I am reading a text file SMSSpamCollection as a flume-source, posting it to kafka topic which is a flume-sink.
# Agent Name:
a1.sources = r1
a1.sinks = sample
a1.channels = sample-channel
# Source configuration:
a1.sources.r1.type = exec
a1.sources.r1.command = tail -f /Users/val/Documents/code/spark/m11_to_Upload/SMSSpamCollection
a1.sources.r1.logStdErr = true
# Sink type
#a1.sinks.sample.type = logger
# Buffers events in memory to channel
a1.channels.sample-channel.type = memory
a1.channels.sample-channel.capacity = 1000
a1.channels.sample-channel.transactionCapacity = 100
# Bind the source and sink to the channel
a1.sources.r1.channels.selector.type = replicating
a1.sources.r1.channels = sample-channel
# Related settings Kafka, topic, and host channel where it set the source
a1.sinks.sample.type = org.apache.flume.sink.kafka.KafkaSink
a1.sinks.sample.topic = sample_topic
a1.sinks.sample.brokerList = 127.0.0.1:9092
a1.sinks.sample.requiredAcks = 1
a1.sinks.sample.batchSize = 20
a1.sinks.sample.channel = sample-channel
I use this command
flume-ng agent --conf conf --conf-file /usr/local/Cellar/flume/1.9.0/libexec/conf/flume-sample.conf -Dflume.root.logger=DEBUG,console --name a1 -Xmx512m -Xms256m
When I read data from kafka topic
kafka-console-consumer --topic sample_topic --from-beginning --bootstrap-server localhost:9092
I see only last 10 records from original file.
ham Ok lor... Sony ericsson salesman... I ask shuhui then she say quite gd 2 use so i considering...
ham Ard 6 like dat lor.
ham Why don't you wait 'til at least wednesday to see if you get your .
ham Huh y lei...
spam REMINDER FROM O2: To get 2.50 pounds free call credit and details of great offers pls reply 2 this text with your valid name, house no and postcode
spam This is the 2nd time we have tried 2 contact u. U have won the £750 Pound prize. 2 claim is easy, call 087187272008 NOW1! Only 10p per minute. BT-national-rate.
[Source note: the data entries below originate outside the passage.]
PR #545, opened 2019-09-24
Deprecate unused Profile configs.

jholdstock:


itswisdomagain:
@jholdstock probably a good opportunity to completely remove previously deprecated config variables since 1.2.0 is released.

jholdstock:
Raised that in #546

ham Will ü b going to esplanade fr home?
ham Pity, * was in mood for that. So...any other suggestions?
ham The guy did some bitching but I acted like i'd be interested in buying something else next week and he gave it to us for free
ham Rofl. Its true to its name
What is the proper way to see all the records?
You're using tail
which by default shows the last 10 lines of a file.
Instead use:
a1.sources.r1.command = tail -c +0 -f /Users/val/Documents/code/spark/m11_to_Upload/SMSSpamCollection
The -c +0
tells tail
to start from the first character of the file.
BTW an alternative is to use Kafka Connect with something like the Spooldir or File Pulse plugin.